PR #1033, opened 2023-07-28
Update defaults color deconvolution

### LINKED ISSUE #1030: Ensure each cli runs without needing to set anything
Ideally, each CLI would run in the HistomicsUI without any changes to its settings; they may not be optimal, but they would throw any errors.  I would test this on a TCGA image that is a reasonably large size.  Additionally, if the CLI supports using a rectangular ROI, it should run without any changes except setting that ROI.

List of CLI's to be updated.

- [x] background intensity (updated the sample fraction amount)
- [x] color deconvolution
- [x] compute nuclei features (mathey updated the features library)
- [x] positive pixel count (updated-pending approval)
- [x] separate stains Xusnmf (defaults already present in the code)
- [x] superpixel segmentation (defaults already present in the code)

subinkitware:
-Here I have changed the .xml file extensions from `.png` to `.tiff`, same will be reflected in the description

-Color deconvolution is divided into two functions
1) color deconvolution WSI - if the user is not specifying the region
2) color deconvolution ROI - if the user provides the region.

-  Both of the above functions return a parameter called `transform`
- Since there is no region present in the WSI I have given a return as `{'No transform available for WSI'}`, This can be changed to anything that is appropriate.
- Going further down the code the return parameter will be saved in the `transform: {....}` tag in the annotation.
- This update fixes #1030

### DIFF
--- a/histomicstk/cli/ColorDeconvolution/ColorDeconvolution.py
+++ b/histomicstk/cli/ColorDeconvolution/ColorDeconvolution.py
@@ -20,6 +20,8 @@ def colorDeconvolve(args):
     ts = large_image.getTileSource(args.inputImageFile)
     region = {}
     it_kwargs = {}
+    tileSize=8192
+    it_kwargs['tile_size'] = dict(width=tileSize, height=tileSize)
 
     # Provides crop area if ROI present in arguments
     if np.all(np.array(args.region) != -1):
@@ -30,13 +32,10 @@ def colorDeconvolve(args):
             'height': args.region[3],
             'units': 'base_pixels'
         }
-        sink0.crop = (it_kwargs['region']['left'], it_kwargs['region']['top'],
-                      it_kwargs['region']['width'], it_kwargs['region']['height'])
-        sink1.crop = (it_kwargs['region']['left'], it_kwargs['region']['top'],
-                      it_kwargs['region']['width'], it_kwargs['region']['height'])
-        sink2.crop = (it_kwargs['region']['left'], it_kwargs['region']['top'],
-                      it_kwargs['region']['width'], it_kwargs['region']['height'])
-        region = utils.get_region_dict(args.region, args.maxRegionSize, ts)['region']
+        sink0.crop = tuple(args.region)
+        sink1.crop = tuple(args.region)
+        sink2.crop = tuple(args.region)
+        region = utils.get_region_dict(args.region, None, ts)['region']
 
     # Create stain matrix
     print('>> Creating stain matrix')
--- a/histomicstk/cli/ColorDeconvolution/ColorDeconvolution.py
+++ b/histomicstk/cli/ColorDeconvolution/ColorDeconvolution.py
@@ -1,9 +1,9 @@
 import json
 import logging
-import numpy as np
 from pathlib import Path
 
 import large_image
+import numpy as np
 
 import histomicstk
 import histomicstk.preprocessing.color_deconvolution as htk_cd
@@ -12,9 +12,10 @@ from histomicstk.cli.utils import CLIArgumentParser
 
 logging.basicConfig()
 
-def colordeconvolve(args):
 
+def colorDeconvolve_ROI(args):
     import skimage.io
+
     ts = large_image.getTileSource(args.inputImageFile)
 
     im_input = ts.getRegion(
@@ -46,9 +47,15 @@ def colordeconvolve(args):
 
     region = utils.get_region_dict(args.region, args.maxRegionSize, ts)['region']
 
-    return region
+    transform = {
+        'xoffset': region.get('left', 0),
+        'yoffset': region.get('top', 0),
+    }
 
-def colordeconvolve_WSI(args):
+    return transform
+
+
+def colorDeconvolve_WSI(args):
     sink0 = large_image.new()
     sink1 = large_image.new()
     sink2 = large_image.new()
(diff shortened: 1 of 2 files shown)


manthey:
We should be able to use the same process regardless of whether there is an ROI or the whole image -- the tileIterator would just have the region parameter with an ROI and not on the WSI.

The transform for a WSI would just be offset_x/offset_y both equal 0 or not set at all.  Turning it into a string will break it -- it is a dictionary telling where the image annotation is placed on the parent image.   See https://girder.github.io/large_image/annotations.html#image-overlays.

subinkitware:
In addition to the cropping with ROI on the latest commit, the `transform` dict is moved from the attributes to elements in the annotation. That was needed to show the results on UI.

histomicstk/cli/ColorDeconvolution/ColorDeconvolution.py
```diff
@@ -12,20 +13,30 @@
...
-    import skimage.io
-
-    # Read Input Image
-    print('>> Reading input image')
-
-    print(args.inputImageFile)
-
+def colorDeconvolve(args):
+    sink0 = large_image.new()
+    sink1 = large_image.new()
```
manthey, line 18: if `args.stain_2 == 'null'`, we shouldn't be creating sink1, and likewise with `args.stain_3` and sink2.  I realize we were creating pngs before, but not adding them as annotations.

subinkitware:
The new updates contain the following changes

- the name of `sink0` was changed to `sink1` since the args are defined as `stain1,....2,...3`
- if the condition is added which checks If the user gives the stain values.
- the `<index>3</index>` was removed from the `.xml` file since it was throwing an error from girder if the `stain3` is given as 'null' and a filename present in the `stain_3` dialog box.

histomicstk/cli/ColorDeconvolution/ColorDeconvolution.xml
```diff
@@ -25,26 +25,25 @@
...
       <index>2</index>
     </image>
-    <image fileExtensions=".png" reference="inputImageFile">
+    <image fileExtensions=".tiff" reference="inputImageFile">
       <name>outputStainImageFile_3</name>
       <label>Output Image of Stain 3</label>
-      <description>Output Image of Stain 3 (*.png)</description>
+      <description>Output Image of Stain 3 (*.tiff)</description>
       <channel>output</channel>
-      <index>3</index>
```
manthey, line 47: I would expect removing the index parameter to fail some sort of validation.  This is officially specifying that the CLI takes positional inputs (e.g., `<command> <inputImageFile> <outputStainImageFile_1> <outputStainImageFile_2> <outputStainImageFile_3>`).  Without the `<index>3</index>` parameter and no flags, there is no way to specify the third output file.

The actual issue is that I had said not to emit the second and/or third stain image files unless they would be used.  We need to put that back.  Better (but not this PR) would be to add a flag in the slicer_cli_web extensions to ctk_cli that would allow for optional output files.  girder_worker via slicer_cli_web throws an exception is we were told such a file should exist and it doesn't.

subinkitware: > I would expect removing the index parameter to fail some sort of validation. This is officially specifying that the CLI takes positional inputs (e.g., `<command> <inputImageFile> <outputStainImageFile_1> <outputStainImageFile_2> <outputStainImageFile_3>`). Without the `<index>3</index>` parameter and no flags, there is no way to specify the third output file.
> 
> The actual issue is that I had said not to emit the second and/or third stain image files unless they would be used. We need to put that back. Better (but not this PR) would be to add a flag in the slicer_cli_web extensions to ctk_cli that would allow for optional output files. girder_worker via slicer_cli_web throws an exception is we were told such a file should exist and it doesn't.

Okay, So you are recommending removing the last commit which adds these changes, and on another PR add a flag in the `slicer_cli_web` extensions.

.gitignore
```diff
@@ -93,6 +93,7 @@ HistomicsTKDocker.code-workspace
 MANIFEST.in
 .pre-commit-config.yaml
 run_tests_code_cleanup.sh
+seliniumTest.py
```
manthey, line 96: Where did this come from? Are you using selenium in some manner?

histomicstk/cli/ColorDeconvolution/ColorDeconvolution.xml
manthey: Until we make a change in some upstream library (probably slicer_cli_web), we have to leave the index parameter in the xml file AND emit the images files for all three stains.

.gitignore
subinkitware: Yeah, I wrote some code to automate the UI processes after a new docker is deployed. The code can go until a cli job is submitted with/without an ROI. 

I got the spelling wrong for the filename.

manthey:
When run on a large image, this ends up being very slow due to tile size.  I think we need to add 
```
    tileSize = 4096
    it_kwargs['tile_size'] = dict(width=tileSize, height=tileSize)
```
but 4096 may not be the right value -- I'd try it on your system and make sure it doesn't use too much memory.  You might want to try 2048 and 8192 as well.

Also, because we now handle arbitrarily large images, we can get rid of the `maxRegionSize` parameter from the xml (just pass `None` in `utils.get_region_dict`).

histomicstk/cli/ColorDeconvolution/ColorDeconvolution.py
```diff
@@ -12,20 +13,30 @@
...
+    # Provides crop area if ROI present in arguments
+    if np.all(np.array(args.region) != -1):
+        it_kwargs['region'] = {
+            'left': args.region[0],
+            'top': args.region[1],
+            'width': args.region[2],
+            'height': args.region[3],
+            'units': 'base_pixels'
+        }
+        sink0.crop = (it_kwargs['region']['left'], it_kwargs['region']['top'],
```
manthey, line 33: These could just be `sink0.crop = tuple(args.region)`

manthey (approved):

☆ ☆ ☆ ☆ ☆

**EXERCISE DESCRIPTION**
What lines in the material above hold the word "inputImageFile"? Pull them out.

**COMPLETED TASK**
     ts = large_image.getTileSource(args.inputImageFile)
     ts = large_image.getTileSource(args.inputImageFile)
-    print(args.inputImageFile)
-    <image fileExtensions=".png" reference="inputImageFile">
+    <image fileExtensions=".tiff" reference="inputImageFile">
manthey, line 47: I would expect removing the index parameter to fail some sort of validation.  This is officially specifying that the CLI takes positional inputs (e.g., `<command> <inputImageFile> <outputStainImageFile_1> <outputStainImageFile_2> <outputStainImageFile_3>`).  Without the `<index>3</index>` parameter and no flags, there is no way to specify the third output file.
subinkitware: > I would expect removing the index parameter to fail some sort of validation. This is officially specifying that the CLI takes positional inputs (e.g., `<command> <inputImageFile> <outputStainImageFile_1> <outputStainImageFile_2> <outputStainImageFile_3>`). Without the `<index>3</index>` parameter and no flags, there is no way to specify the third output file.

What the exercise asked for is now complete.